I listen to a lot of music that arguably has no real structure (noise, ambient, certain grindcore/etc) but it's when you _try and fail_ to have structure that I feel it becomes a problem

though it's all 100% subjective


----------



## USMarine75 (Aug 6, 2019)

fps said:


> That's not necessarily true at all. Perhaps the momentum of the song is meant to finally build to a unified point at the end.



Yeah I quite like it, if it's done right.


----------



## GunpointMetal (Aug 6, 2019)

Masoo2 said:


> though it's all 100% subjective


The real question here is "Why aren't modern bands structuring their songs in a traditional way, or in a way that is pleasing to my listening expectations?"


----------



## Fred the Shred (Aug 6, 2019)

GunpointMetal said:


> The real question here is "Why aren't modern bands structuring their songs in a traditional way, or in a way that is pleasing to my listening expectations?"



That seems to be basically it. I mean, there's really no shortage of great bands with more traditional structures to their songs, so I dare say it goes as far as being "Why aren't ALL modern bands structuring their songs in a traditional way, or in a way that is pleasing to my listening expectations?".

If I'm to exapnd on that, I take it he means better known bands in genres like djent / prog / anything "tech" driven, to which the answer is "current trends".


----------



## AdamMaz (Aug 6, 2019)

I imagine there is a connection to my generation's short attention span and ability to focus.


----------



## GunpointMetal (Aug 6, 2019)

AdamMaz said:


> I imagine there is a connection to my generation's short attention span and ability to focus.

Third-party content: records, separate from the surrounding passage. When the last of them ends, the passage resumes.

PR #896, opened 2017-05-26
Idempotency fix: don't set IOPS value unless device type is IO1

alexsomesan:
I noticed that after successfully applying the templates from master, any subsequent `plan` operation will show that changes are required to update the value of the IOPS attribute in the block device mapping of the ASG launch configuration.
The reason for this is that during a previous apply, for a device type other than IO1 setting IOPS will just ignore the value. When doing a plan later on, the previously set value will not be returned by the AWS API, and so Terraform assumes that it has diverged and attempts to update it.

With this change we only attempt to set the actual IOPS value on volumes of type IO1, while for everything else we pass 0, which is the neutral value for this attribute. This avoids the perceived divergence and will not signal required changes later on.

### DIFF
--- a/modules/aws/etcd/nodes.tf
+++ b/modules/aws/etcd/nodes.tf
@@ -48,6 +48,6 @@ resource "aws_instance" "etcd_node" {
   root_block_device {
     volume_type = "${var.root_volume_type}"
     volume_size = "${var.root_volume_size}"
-    iops        = "${var.root_volume_iops}"
+    iops        = "${var.root_volume_type == "io1" ? var.root_volume_iops : 0}"
   }
 }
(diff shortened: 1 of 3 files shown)


s-urbaniak:
This generally LGTM modulo one open question Doesn't this also need to be set on the etcd node https://github.com/coreos/tectonic-installer/blob/9c27ef3/modules/aws/etcd/nodes.tf#L51 ?

s-urbaniak:
Whop, sorry for closing&reopening, pushed the wrong button ;)

alexsomesan:
You're right!
etcd is needs changes as well.

alexsomesan:
Fixed etcd now too.

bsiegel:
The default for `root_block_device.iops` when using a `gp2` volume type appears to be `100`, so this is still causing an idempotency issue:

```
-/+ module.etcd.aws_instance.etcd_node

    <snip>

    root_block_device.#:                       "1" => "1"
    root_block_device.0.delete_on_termination: "true" => "true"
    root_block_device.0.iops:                  "100" => "0" (forces new resource)
    root_block_device.0.volume_size:           "30" => "30"
    root_block_device.0.volume_type:           "gp2" => "gp2"

    <snip>
```

PR #898, opened 2017-05-26
docs: edit role list to reflect reality

robszumski:


robszumski:
I was asking around and didn't get a really solid answer. This was my best guestimate based on looking at the roles. I was mostly concerned with this table at least matching roles names with what we ship.

PR #906, opened 2017-05-26
frontend: Don't make poweron steps substeps.

ggreer:
Fixes an issue where margins were different between steps.


kans:
screen shot 2017-05-26 at 1 33 00 pm

PR #914, opened 2017-05-26
Test with a max length cluster name.

ggreer:
- Reduce duplicated code by moving common stuff to aws-common.sh
- Truncate or append to cluster name if name is too short or too long
- Set max cluster name length to 19 chars (max length that currently works)

We need this to prevent regressions, because people keep appending characters to the cluster name when creating other aws resources (elbs, s3 buckets, etc).

### DIFF
--- a/test/scripts/aws-common.sh
+++ b/test/scripts/aws-common.sh
@@ -1,0 +1,38 @@
+#!/bin/bash -ex
+set -o pipefail
+shopt -s expand_aliases
+
+# Set the specified vars file
+export TF_VARS_FILE=$1
+TEST_NAME=$(echo "${TF_VARS_FILE}" | cut -d "." -f 1)
+
+# Set required configuration
+export PLATFORM=aws
+CLUSTER="${TEST_NAME}-${BRANCH_NAME}-${BUILD_ID}"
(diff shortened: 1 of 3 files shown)


ggreer:
Related to #875

Quentin-M:
This variable used to be filled by Jenkinsfile. Where did it go?

Quentin-M:
Your change is systematically overridden by https://github.com/coreos/tectonic-installer/blob/master/test/scripts/aws.sh#L14.

ggreer:
If that's the case, then why are tests failing with it?

Quentin-M:
My bad. TF_VAR seem to be lower priority than the tfvars. This means that you are now deploying every single PRs under the same cluster name.

Quentin-M:
Rather than adding a smoke test that will just verify we can create clusters with a name of length > n, I would just truncate the cluster name where we need it to be truncated. So that users do not run into the issue. Adding a test won't prevent users from doing it.

ggreer:
Truncating loses the unique mapping between cluster names and resource names. eg: "tectonic-testing-cluster-100" and "tectonic-testing-cluster-101" would create AWS resources with the same names.

PR #922, opened 2017-05-30
Revert "Remove flock timeout from apiserver."

s-urbaniak:
Reverts coreos/tectonic-installer#915

As per discussion in https://github.com/coreos/tectonic-installer/pull/915#issuecomment-304720940 this was supposed to get in post-1.6.4.

PR #915, opened 2017-05-26
Remove flock timeout from apiserver.

diegs:
It doesn't contribute anything and leads to unnecessary apiserver
restarts during the bootstrap process.

PR #927, opened 2017-05-30
Revert "Revert "Remove flock timeout from apiserver. (#915)" (#922)"

diegs:
Adding back #915 now that the release branch has been cut.


squat:
This is a very good strategy for getting anything approved 😉

PR #928, opened 2017-05-30
Fix checkpointer container name.

diegs:
This reverts commit ee9842145dffaf95dcd926e86105ddcacc729d04.


squat:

Definitely some of that, as well the genres we're discussing are very difficult to stand out in, so your options are be faster, or be crazier.


----------



## sakeido (Aug 6, 2019)

Cynicanal said:


> To answer the question posed in the thread title -- because the way you make money in music these days isn't by making good music, but by shilling gear. This means your target audience is only other musicians, and it's not as important that they like your piece as it is that they know that they're less technically skilled than you. Therefore, writing good songs is exactly what professional musicians _shouldn't_ do; rather, they should wank as hard as they can for five minutes so that they can sell more impulse responses, underwound "boutique" pickups, and TS-9 clones.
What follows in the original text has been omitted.